PROVIDED MATERIAL –

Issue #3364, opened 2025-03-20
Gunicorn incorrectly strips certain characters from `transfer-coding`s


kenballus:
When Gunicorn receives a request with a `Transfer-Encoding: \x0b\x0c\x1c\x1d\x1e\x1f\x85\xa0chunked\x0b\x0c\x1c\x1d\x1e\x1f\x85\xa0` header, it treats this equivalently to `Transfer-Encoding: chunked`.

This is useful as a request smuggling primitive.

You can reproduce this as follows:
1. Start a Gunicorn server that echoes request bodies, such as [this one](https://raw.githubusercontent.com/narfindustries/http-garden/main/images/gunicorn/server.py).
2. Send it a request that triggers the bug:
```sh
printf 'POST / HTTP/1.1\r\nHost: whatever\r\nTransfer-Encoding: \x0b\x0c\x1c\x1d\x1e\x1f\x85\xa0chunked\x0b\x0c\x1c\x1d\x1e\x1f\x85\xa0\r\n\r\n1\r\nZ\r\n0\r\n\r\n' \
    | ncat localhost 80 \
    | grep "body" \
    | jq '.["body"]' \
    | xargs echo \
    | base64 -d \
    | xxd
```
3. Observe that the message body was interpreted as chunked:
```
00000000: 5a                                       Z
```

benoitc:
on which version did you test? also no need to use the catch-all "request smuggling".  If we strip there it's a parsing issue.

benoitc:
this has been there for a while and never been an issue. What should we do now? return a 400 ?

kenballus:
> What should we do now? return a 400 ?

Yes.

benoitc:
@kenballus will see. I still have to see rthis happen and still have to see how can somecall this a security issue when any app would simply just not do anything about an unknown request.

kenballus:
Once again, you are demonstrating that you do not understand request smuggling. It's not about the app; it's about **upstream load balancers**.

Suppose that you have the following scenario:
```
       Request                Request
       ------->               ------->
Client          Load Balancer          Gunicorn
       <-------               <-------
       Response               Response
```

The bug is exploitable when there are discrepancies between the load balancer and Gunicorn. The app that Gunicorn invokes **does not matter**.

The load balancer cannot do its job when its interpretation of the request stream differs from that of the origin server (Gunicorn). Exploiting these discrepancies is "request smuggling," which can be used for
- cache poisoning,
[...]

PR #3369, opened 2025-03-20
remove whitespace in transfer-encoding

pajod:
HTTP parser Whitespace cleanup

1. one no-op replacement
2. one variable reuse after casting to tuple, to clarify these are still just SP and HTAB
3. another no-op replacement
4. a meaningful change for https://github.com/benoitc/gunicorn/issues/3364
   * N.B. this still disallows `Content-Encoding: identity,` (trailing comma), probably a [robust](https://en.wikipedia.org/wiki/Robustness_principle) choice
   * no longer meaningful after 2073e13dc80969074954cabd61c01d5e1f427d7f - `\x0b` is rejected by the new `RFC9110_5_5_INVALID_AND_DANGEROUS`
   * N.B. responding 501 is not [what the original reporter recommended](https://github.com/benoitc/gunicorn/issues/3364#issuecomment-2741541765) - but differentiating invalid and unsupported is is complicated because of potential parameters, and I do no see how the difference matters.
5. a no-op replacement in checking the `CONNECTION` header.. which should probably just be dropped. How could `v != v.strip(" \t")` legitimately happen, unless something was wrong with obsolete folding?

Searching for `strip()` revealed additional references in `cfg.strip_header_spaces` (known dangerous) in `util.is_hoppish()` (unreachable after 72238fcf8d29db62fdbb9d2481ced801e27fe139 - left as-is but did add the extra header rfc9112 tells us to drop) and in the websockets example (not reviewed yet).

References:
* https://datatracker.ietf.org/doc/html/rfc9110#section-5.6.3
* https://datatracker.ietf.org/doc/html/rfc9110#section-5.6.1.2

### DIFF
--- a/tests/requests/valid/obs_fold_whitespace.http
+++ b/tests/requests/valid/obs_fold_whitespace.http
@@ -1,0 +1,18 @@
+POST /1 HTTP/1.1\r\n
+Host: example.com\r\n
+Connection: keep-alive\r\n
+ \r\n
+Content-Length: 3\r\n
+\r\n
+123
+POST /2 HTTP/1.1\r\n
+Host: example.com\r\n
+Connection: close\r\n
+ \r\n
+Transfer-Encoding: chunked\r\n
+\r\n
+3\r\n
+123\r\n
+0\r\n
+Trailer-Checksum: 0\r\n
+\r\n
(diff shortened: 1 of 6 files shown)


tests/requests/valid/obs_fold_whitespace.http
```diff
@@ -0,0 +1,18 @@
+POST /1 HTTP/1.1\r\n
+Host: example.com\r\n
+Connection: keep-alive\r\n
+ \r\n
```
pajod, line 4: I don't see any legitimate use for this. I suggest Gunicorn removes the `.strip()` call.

* * *

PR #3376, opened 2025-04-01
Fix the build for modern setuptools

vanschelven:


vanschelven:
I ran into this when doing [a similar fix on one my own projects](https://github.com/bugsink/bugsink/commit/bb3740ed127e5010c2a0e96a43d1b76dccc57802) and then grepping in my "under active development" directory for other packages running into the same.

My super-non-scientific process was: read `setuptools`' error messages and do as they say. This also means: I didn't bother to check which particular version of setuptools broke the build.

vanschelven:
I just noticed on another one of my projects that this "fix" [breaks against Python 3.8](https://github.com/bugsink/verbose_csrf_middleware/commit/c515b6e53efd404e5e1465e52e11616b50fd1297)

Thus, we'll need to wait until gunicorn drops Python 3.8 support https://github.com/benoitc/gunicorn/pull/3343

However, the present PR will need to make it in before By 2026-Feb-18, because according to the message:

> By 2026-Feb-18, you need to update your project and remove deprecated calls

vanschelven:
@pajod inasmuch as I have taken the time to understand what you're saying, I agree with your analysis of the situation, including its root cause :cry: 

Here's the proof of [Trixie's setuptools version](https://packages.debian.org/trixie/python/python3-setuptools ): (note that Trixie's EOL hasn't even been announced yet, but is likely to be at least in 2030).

EXERCISE –
Your answer should consist of the lines above that hold the word "ietf", copied exactly.

RESULT –
* https://datatracker.ietf.org/doc/html/rfc9110#section-5.6.3
* https://datatracker.ietf.org/doc/html/rfc9110#section-5.6.1.2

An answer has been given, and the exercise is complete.